PR #3356, opened 2017-11-16
Fix elevation check for conda package manager.

### LINKED ISSUE #3354: Correctly detect when we should elevate to install conda packages
The existing logic in the package manager ui doesn't work with conda.

I've described what we need to do in the comments of CondaPackageManager.ShouldElevate.

huguesv:
Fix #3354

### DIFF
--- a/Python/Product/VSInterpreters/CondaPackageManager.cs
+++ b/Python/Product/VSInterpreters/CondaPackageManager.cs
@@ -164,42 +164,38 @@ namespace Microsoft.PythonTools.Interpreter {
             }
         }
 
-        private Task<bool> ShouldElevate(IPackageManagerUI ui, string operation) {
-            // Apply the same logic as conda.gateways.disk.test.prefix_is_writable()
-            // Check for errors when opening in append mode for first file that matches:
-            // - ./conda-meta/history
-            // - ./conda-meta/conda*.json
-            // - ./conda-meta/*.json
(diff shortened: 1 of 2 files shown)


Python/Product/VSInterpreters/CondaPackageManager.cs
```diff
@@ -164,21 +165,41 @@ class CondaPackageManager : IPackageManager, IDisposable {
...
+                    using (var fileStream = new FileStream(filePath, FileMode.Append)) {
+                        result = Task.FromResult(false);
+                    }
+                }
+            } catch (ArgumentException) {
+            } catch (IOException) {
+            } catch (NotSupportedException) {
+            } catch (UnauthorizedAccessException) {
+                result = Task.FromResult(true);
+            } catch (SecurityException) {
```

──────────

▸ WORK TASK
From the first line to the last, retype the records exactly.

▸ ANSWER SECTION
PR #3356, opened 2017-11-16
Fix elevation check for conda package manager.

### LINKED ISSUE #3354: Correctly detect when we should elevate to install conda packages
The existing logic in the package manager ui doesn't work with conda.

I've described what we need to do in the comments of CondaPackageManager.ShouldElevate.

huguesv:
Fix #3354

### DIFF
--- a/Python/Product/VSInterpreters/CondaPackageManager.cs
+++ b/Python/Product/VSInterpreters/CondaPackageManager.cs
@@ -164,42 +164,38 @@ namespace Microsoft.PythonTools.Interpreter {
             }
         }
 
-        private Task<bool> ShouldElevate(IPackageManagerUI ui, string operation) {
-            // Apply the same logic as conda.gateways.disk.test.prefix_is_writable()
-            // Check for errors when opening in append mode for first file that matches:
-            // - ./conda-meta/history
-            // - ./conda-meta/conda*.json
-            // - ./conda-meta/*.json
(diff shortened: 1 of 2 files shown)


Python/Product/VSInterpreters/CondaPackageManager.cs
```diff
@@ -164,21 +165,41 @@ class CondaPackageManager : IPackageManager, IDisposable {
...
+                    using (var fileStream = new FileStream(filePath, FileMode.Append)) {
+                        result = Task.FromResult(false);
+                    }
+                }
+            } catch (ArgumentException) {
+            } catch (IOException) {
+            } catch (NotSupportedException) {
+            } catch (UnauthorizedAccessException) {
+                result = Task.FromResult(true);
+            } catch (SecurityException) {
```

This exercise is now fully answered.